Issue #1527, opened 2023-02-13
Support wildcards in `nxConsole.generatorBlocklist` and `nxConsole.generatorAllowlist`


Tungsten78:
## Description

Currently, the array values must be of the value `[package]:[generator]` such as `@nrwl/workspace:library`.
From #1309.

In order to curate a refined list for a team this means potentially dozens of explicit callouts.   Not to mention new generators may sneak in when unwanted.

Would like the ability to block all generators within a package, or a subset of generators possibly via wildcard.

## Motivation

Nx generators are ubiquitous.  Being able to limit the options benefits team adoption and lowers cognitive load.

## Suggested Implementation

Match all within a package by omitting the generator.   `@nrwl/workspace`
Or if explicit is preferred via wildcard `@nrwl/workspace:*`.

Optionally by pattern could be useful `@nrwl/cypress:cypress*`

MaxKless:
Yeah this is a great point, I agree. Would you be willing to contribute this? Because it shouldn't be too hard to implement.
Either way, it's going on my list :)

Tungsten78:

Exercise aim - The reply should consist solely of the number of lines in the records that include "workspace".

Exercise answer - 3